The recurring BG3 weapon questions, in one click each

The build-choice math players keep re-asking. Each card links to either the live comparison tool or the worked-out concept pillar.

• Greatsword (2d6+3) vs greataxe (1d12+3)?

  Half a point of mean separates them; greatsword's tighter variance wins at low HP, greataxe's fat tail wins above the mean. The crossover sits right at HP 10.

• Longbow (1d8+3) vs heavy crossbow (1d10+3)?

  Heavy crossbow wins on per-shot mean by 1 — but loses Extra Attack interaction. At level 5+ longbow doubles its DPR; heavy crossbow stays on one shot unless you have crossbow expert.

• Should I take Great Weapon Master?

  Closed-form rule: break-even AC ≈ attack-bonus + 8 for Greataxe-class. With +9 to-hit and a magic weapon, GWM is on against everything except plate-and-shield.

• Sharpshooter break-even AC?

  One AC point lower than GWM: attack-bonus + 7 for Longbow. And at long range, Sharpshooter is correct almost regardless of AC.

• Is the +1 weapon worth the slot?

  The damage shift is a flat +1 per swing (1d8+3 → 1d8+4, mean 7.5 → 8.5).

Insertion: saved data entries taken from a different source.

PR #21, opened 2023-01-20
don't let DatadogAgent::flush run concurrently

dgoffredo:
Unlikely, but possible.

### DIFF
--- a/src/datadog/datadog_agent.cpp
+++ b/src/datadog/datadog_agent.cpp
@@ -132,32 +132,12 @@ std::variant<CollectorResponse, std::string> parse_agent_traces_response(
   return message;
 }
 
-class OneAtATime {
-  std::atomic<bool>& is_busy_;
-  bool was_busy_;
-
- public:
-  explicit OneAtATime(std::atomic<bool>& is_busy)
-      : is_busy_(is_busy), was_busy_(false) {
-    is_busy.compare_exchange_weak(was_busy_, true);
-  }
-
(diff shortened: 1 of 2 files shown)


src/datadog/datadog_agent.cpp
```diff
@@ -184,6 +204,12 @@ nlohmann::json DatadogAgent::config_json() const {
 }
 
 void DatadogAgent::flush() {
+  OneAtATime guard{flushing_};
+  if (guard.busy()) {
```
cgilmour, line 208: How can this be tested in a repeatable / reliable way without introducing additional state?
Also it has the smell of "double checked locking" edge cases, which are difficult to both prove and disprove.

cgilmour (commented):
Just a comment so we can discuss in more detail sometime

src/datadog/datadog_agent.cpp
dgoffredo: I could test it by exposing the `atomic<bool>` to a test for fiddling.

Alternatively, (and I prefer it, for some reason), I could test it "for real" by giving `DatadogAgent` an `HTTPClient` that I've mocked to block on command. Then I can play games with a mocked `EventScheduler` and the `HTTPClient` to create any interleaving of operations I want. Might need to spawn a couple threads.

By "double checked locking" edge cases, do you mean footguns in the atomic operations, or do you mean an interaction between the atomic and the mutex below it?

PR #22, opened 2023-03-15
more Span accessors, for use in Envoy's unit tests

dgoffredo:
Envoy is being modified to use `dd-trace-cpp` in place of `dd-opentracing-cpp`.

The lower level Datadog tracing components within Envoy can use a mock `Collector` to inspect span data. However, the higher level components do not allow for the injection of a `Collector` (part of their role is to specify the `Collector`). They have access to the `datadog::tracing::Span`, though, so let's make that object easier to inspect.


cgilmour (approved):
Looks OK to me.

PR #25, opened 2023-03-30
cmake-native libcurl build

dgoffredo:
@cgilmour Maybe this will help build on Darwin. I don't know yet because I don't have a Mac.

Also, I've only compiled and run the unit tests. Will need to play with coverage reporting, sanitizers, fuzzing, etc.

Tomorrow.


dgoffredo:
This produces a shared library build of libcurl, where I'd prefer a static build.

I might revisit this in the future. For now, there are workarounds for building on Darwin, which isn't yet strictly required.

The +1 to-hit is usually the bigger deal — it's a property of the attack roll, not the damage roll, and lives outside this engine's scope.

• GWF reroll — placebo or real?

  Real: ~+0.83 mean on Greataxe, ~+1.33 on Greatsword for the canonical reroll-on-1-or-2 (≈+11% on Greatsword DPR). Plus a quiet variance reduction that helps above the mean and hurts below.

• Paladin Divine Smite — when do I burn the slot?

  Smite-only-on-crit delivers exactly 1.875× more damage per slot spent than smite-first-hit, across every slot level. Champion 3 multiclass is the build that actually clears its slot bag.

• Champion Fighter (crit on 19+) — does it pay?

  Sometimes. Two builds with identical expected DPR can have very different per-target kill rates — the variance pillar applied to one weapon's crit profile.

• Elven Accuracy worth the +2 ASI?

  Yes if you're at advantage on more than ~30% of attacks. Mean of 3d20kh1 is exact: 1239/80 = 15.4875, and crit rate jumps to ~14% on advantage rounds.

Common martial weapons

All means below assume a +3 ability modifier (STR or DEX 16, the typical mid-game value before stat bumps). For a +4 or +5 modifier, add 1 or 2 to every mean. Click any expression to open its full distribution in the engine.

Ranged weapons

Build-choice deep-dives

Greatsword vs greataxe

Both two-handed, both standard 5e fare. Greatsword (2d6+3, mean 10, range 5–15) has slightly higher mean and substantially lower variance than greataxe (1d12+3, mean 9.5, range 4–15). Most build guides stop at "greatsword is +0.5 damage on average, therefore better." That's true if you're chip-damaging trash where any swing finishes them — and if you're swinging at a target whose HP you can't reach on a typical roll, the higher-variance greataxe lands more kills.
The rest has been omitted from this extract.